With tracks that range from the hilarious “Stupid Girls” and “U + Ur Hand”, the danceable and sexual “Centrefold” and “Fingers”, to the full-on Pinkness of “Cuz I Can” and “Leave Me Alone”, add to these diverse and fun tracks like the poignant, emotive “Conversations With My 13 Year Old Self” and “I’ve Seen The Rain” (written by her father, a Vietnam vet, about the war) and you have a complete fantastic album.

But it is the stripped down track “Dear Mr President” that raises this perfectly judged comeback album head and shoulders above anything else this year. With lyrics like “How can you say, ‘no child is left behind’ / we’re not dumb and we’re not blind”, “You’ve come a long way, from whiskey and cocaine” and “What kind of father would take his own daughter’s rights away/ what kind of father might hate his own daughter if she were gay?” The legendary lesbian folk rock duo Indigo Girls sing backing vocals to reinforce this sad statement on President Bush’s idea of family values. This amazing track alone makes this one of the best albums of 2006.

2. About Face - The Working Title

About Face I love The Working Title and I love their debut album About Face. I loved this album the first time I listened to it and I have never stopped loving it. In fact my ardour grows with every listen. I sometimes force myself to put About Face away and listen to other albums but it never lasts more than a few weeks. It is just that good.

The Working Title blend guitar melodies with the husky, sensual, hands-down-my-panties vocals and the soul-stirring, passionately emotive lyrics of frontman and lyricist Joel Hamilton. Hamilton’s raw, earthy voice finds your inner erotic being and holds you in its ardent, intense embrace, with the help of his powerful lyrics, for the entire album. From the very first track they begin to get under your skin with their mature, impassioned, carnal indie rock sound. About Face is an alt.indie.pop.rock album that you will want to listen to while lying on your bed in the pitch dark, music blaring, eyes closed, wearing nothing but your underwear. And I’ve been doing that all year!
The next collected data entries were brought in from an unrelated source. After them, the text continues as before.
PR #4200, opened 2024-02-25
Develop 'task completed'

denyssheremeta:
[DEMO LINK](https://denyssheremeta.github.io/layout_stars/)
[TEST REPORT LINK](https://denyssheremeta.github.io/layout_stars/report/html_report/)

[x] Code follows all the [Code Style Rules ❗️](https://github.com/denyssheremeta/layout_stars/blob/develop/checklist.md)

### DIFF
--- a/src/style.css
+++ b/src/style.css
@@ -1,1 +1,36 @@
-/* add styles here */
+body {
+  margin: 0;
+}
+
+.stars {
+  display: flex;
+}
+
+.stars__star {
+  height: 16px;
+  width: 16px;
+  margin-right: 4px;
+  background-image: url(./images/star.svg);
+  background-position: center;
+  background-repeat: no-repeat;
+}
+
+.stars--1 :nth-child(-n + 1) {
+  background-image: url(./images/star-active.svg);
+}
+
+.stars--2 :nth-child(-n + 2) {
+  background-image: url(./images/star-active.svg);
+}
+
+.stars--3 :nth-child(-n + 3) {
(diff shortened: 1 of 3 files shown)


src/style.css
```diff
@@ -1 +1,36 @@
...
+}
+
+.stars {
+  display: flex;
+}
+
+.stars__star {
+  height: 16px;
+  width: 16px;
+  margin-right: 4px;
```
polosanya, line 12: Make sure that the last element of the row doesn't have margin-right

src/style.css
```diff
@@ -1 +1,36 @@
...
+  background-position: center;
+  background-repeat: no-repeat;
+}
+
+.stars--1 :nth-child(-n + 1) {
+  background-image: url(./images/star-active.svg);
+}
+
+.stars--2 :nth-child(-n + 2) {
+  background-image: url(./images/star-active.svg);
```
polosanya, line 23: Let's combine the selectors with common styles

polosanya (changes requested):
Almost done!

undeletable (approved):
The solution looks fine, so I'm approving it.

The only thing I suggest you to pay attention to:
According to the checklist, each BEM block should have its own separate CSS file. Here, styles for both `body` tag and `stars` block are placed in the single file.

In this case it's not really critical, as there aren't many styles. But for application of larger scale, separation is important. So be sure to follow all the items in checklist.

1. Eyes Open - Snow Patrol

Eyes OpenBut in the end, the album of the year is undoubtedly the fourth outing from the Scottish-based Snow Patrol, Eyes Open. They made it to the top with a perfectly balanced album that is rockier and more mature then the last. After the success of their career breaking third album Final Straw some doubted that they could do it again. But they did, and in a way that makes it perfectly clear that they are on top to stay.

Eyes Open is a triumph of the lyric writing magic of frontman Gary Lightbody, whose seemingly endless supply of romantic insecurities and shortcomings provides him with more than enough passionate and deeply emotive material to seemingly fill four or five more indie-rock-anthem filled albums. Eyes Open is an epic album filled with guitar-driven melodies and Lightbody’s passionately reflective lyrics. It’s proof that Snow Patrol are more than another British indie rock/pop band. They are in a stellar class all their own and completely untouchable this year.